Five randomized trials have evaluated valproate in the maintenance treatment of bipolar disorder.[53-57] An 18-month open-label trial comparing the valpromide formulation with lithium found a slight reduction in the mean number of mood episodes in the valpromide group.[53] The only placebo-controlled maintenance trial failed to find a significant difference in time to relapse among patients treated with lithium, valproate, and placebo,[54] but this may be due to methodologic problems.[57,58]
Valproate is a cytochrome p450 enzyme inhibitor, and its use can lead to several drug-drug interactions, including increasing levels of lamotrigine. The most frequently reported side effects with valproate treatment for acute mania are nausea, vomiting, dizziness, and sedation.[59,60] Tremor and weight gain are also frequently seen. Serious adverse events include hepatotoxicity, pancreatitis, thrombocytopenia, and teratogenicity. Serum valproate levels, liver function tests, and complete blood counts should be monitored during treatment.
Carbamazepine. Carbamazepine has been used for the maintenance treatment of bipolar disorder since the 1980s, but it has not been well studied in the treatment of bipolar depression. Yatham and colleagues[38] recently reviewed 3 early placebo-controlled, cross-over studies, which involved a total of 40 patients with bipolar depression.[61-63] Twenty-seven patients (68%) responded to carbamazepine, and 20 patients (50%) relapsed when placebo was substituted for the anticonvulsant.
Because carbamazepine is a cytochrome p450 enzyme inducer and is highly protein bound, its use can lead to several drug-drug interactions. Common side effects include neurologic symptoms, fatigue, and nausea. Serious adverse events include agranulocytosis, aplastic anemia, hepatic failure, Stevens-Johnson syndrome, and pancreatitis. Serum carbamazepine levels, complete blood counts, platelet counts, and liver function tests should be monitored during treatment.
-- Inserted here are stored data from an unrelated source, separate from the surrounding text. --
PR #15930, opened 2023-12-17
Translations from Crowdin

michaelDCurran:
Translations exported from Crowdin as a zip file and then unpacked into NVDA repository.
Note that all po files have changed due to:
* Any custom copyright / other comments in the header has been stripped.
* Crowdin metadata comments have been added
* location comments added for every string (our old translation system used to strip these)

Subsequent merges should not be anywhere near as large. Size mostly due to the re-adding of the location comments for each string.


michaelDCurran:
The only two translations that really have been updated are hr and fi. And I have checked that at least one of our new strings ("native selection mode") were in each and have been translated.

PR #7351, opened 2019-04-14
MAV_CMD_NAV_WAYPOINT message shall express the desired yaw angle in d…

FlavioTonelli:
The desired yaw angle at a waypoint shall be expressed in degree.
Here is the code inside the PX4 firmware that handles the MAV_CMD_NAV_WAYPOINT message:

> switch (mavlink_mission_item->command) {
 case MAV_CMD_NAV_WAYPOINT:
 mission_item->nav_cmd = NAV_CMD_WAYPOINT;
 mission_item->time_inside = mavlink_mission_item->param1;
 mission_item->acceptance_radius = mavlink_mission_item->param2;
 mission_item->yaw = wrap_2pi(math::radians(mavlink_mission_item->param4));
 break;

> 
The yaw field is already converted on the firmware side from degree to radians.

### DIFF
--- a/src/MissionManager/MavCmdInfoCommon.json
+++ b/src/MissionManager/MavCmdInfoCommon.json
@@ -52,7 +52,7 @@
             },
             "param4": {
                 "label":            "Heading",
-                "units":            "radians",
+                "units":            "deg",
                 "nanUnchanged":     true,
                 "default":          null,
                 "decimalPlaces":    2


DonLakeFlyer:
This needs to be discussed with the MAVLink working group with respect to the spec and what both PX4 and ArduPilot support. There are many other commands which currently have heading specified in radians (just search for radians in MissionManager/MavCmdInfoCommand.json). In fact all headings in commands are currently espressed in radians as far as QGC is concerned. Changing just one of them doesn't make sense.

dagar:
PX4 is currently interpreting this field as degrees. It's kind of crazy that it's missing units in the spec.

FlavioTonelli:
I get your point of view.
I suggest anyway to merge the modification just for helping basic-user in every day flight.
In the actual stable version it is tricky to specify a desired yaw for the drone. The interface ask for a desired degree heading value but, to let it work properly, the user has to insert the value in degree "converted to degree" (value*180)/pi
In order to fly 116 degree you have then to insert 6649.

DonLakeFlyer:
> I suggest anyway to merge the modification just for helping basic-user in every day flight.

I can't do that beause this change applies to all firmwares. It will affect ArduPilot as well and I'm not sure if that is radians or degrees. 

To change for PX4 only change the same file in the PX4 firmware only: https://github.com/mavlink/qgroundcontrol/blob/master/src/FirmwarePlugin/PX4/MavCmdInfoCommon.json. And change it for all the heading values in other commands as well.

I'll talk with ArduPilot to see how they work.

DonLakeFlyer:
> To change for PX4 only change the same file in the PX4 firmware only:

I'd hold off till I hear back from ArduPilot.

DonLakeFlyer:
The full list is: 
* MAV_CMD_NAV_WAYPOINT
* MAV_CMD_NAV_LOITER_UNLIM
* MAV_CMD_NAV_LOITER_UNLIM
* MAV_CMD_NAV_LOITER_TIME
* MAV_CMD_NAV_LAND
* MAV_CMD_NAV_TAKEOFF

@dagar Is it ok to change all those to degrees?

DonLakeFlyer:
ArduPilot doesn't implement these yet, so degress should theoretically be ok for everyone.

auturgy:
@wickedshell

dagar:
> The full list is:
> 
> * MAV_CMD_NAV_WAYPOINT
> * MAV_CMD_NAV_LOITER_UNLIM
> * MAV_CMD_NAV_LOITER_UNLIM
> * MAV_CMD_NAV_LOITER_TIME
> * MAV_CMD_NAV_LAND
> * MAV_CMD_NAV_TAKEOFF
> 
> @dagar Is it ok to change all those to degrees?

I confirmed these are all used as angles in degrees. The range and wrapping might be another thing worth clarifying in the spec.

DonLakeFlyer:
@FlavioTonelli I'll clean this up. I'm going to leave this pull open until I put in a replacement which has changes for all the commands. Then I'll close this.

PR #7356, opened 2019-04-16
Better handling of NaN in LOITER_* commands

DonLakeFlyer:
Previous change to handle #6783 was not completely correct. This fixes that:
* PX4: Fixes handling back to spec
* ArduPilot
  * Maintains multi-rotor heading defaulting to 0 instead of NaN
  * Fixed wing now shows correct x-track options
  * Fixed Wing Landing Pattern item does not show camera options and defaults them to off.

### DIFF
--- a/src/FirmwarePlugin/APM/MavCmdInfoCommon.json
+++ b/src/FirmwarePlugin/APM/MavCmdInfoCommon.json
@@ -10,6 +10,36 @@
             "paramRemove":  "2"
         },
         {
+            "id":                   17,
+            "comment":              "MAV_CMD_NAV_LOITER_UNLIM",
+            "param4": {
+                "label":            "Heading",
+                "units":            "radians",
+                "default":          0,
+                "decimalPlaces":    2
+            }
+        },
+        {
+            "id":                   18,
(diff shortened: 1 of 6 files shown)


hamishwillee:
@DonLakeFlyer Are you saying that ArduPilot uses 0 instead of NaN for loiter commands - e.g. [MAV_CMD_NAV_LOITER_UNLIM](https://mavlink.io/en/messages/common.html#MAV_CMD_NAV_LOITER_UNLIM)?
- Would I be correct in saying that use of NaN is a recent change/refinement of the requirement? 
- Are they aware of the change/working on it?

Ie basically I want everyone to follow the spec, but would like to confirm the problem before chasing them.

DonLakeFlyer:
> Are you saying that ArduPilot uses 0 instead of NaN for loiter commands

Correct.

> Would I be correct in saying that use of NaN is a recent change/refinement of the requirement?

I think it more of an omission in the spec as opposed to a change. Without the NaN the definition of the command doesn't make any sense and isn't really usable.

> * Are they aware of the change/working on it?

I tried having a discussion with them and gave up.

From the perspective of relative efficacy, it remains uncertain whether some mood stabilizers or combinations of mood stabilizers may possess antidepressant efficacy differing from that associated with standard antidepressants. In the sole randomized, controlled study assessing this question, Young and colleagues[64] observed similar rates of improvement in depression symptoms among bipolar depressed patients taking either 2 mood stabilizers (lithium plus divalproex) or either 1 of these agents plus the SSRI paroxetine. Overall tolerability was greater with SSRI augmentation than combination mood stabilizers. In addition, patients who had been in a manic phase of illness in the preceding 2 months generally had better outcomes when combination mood stabilizers were used.[65]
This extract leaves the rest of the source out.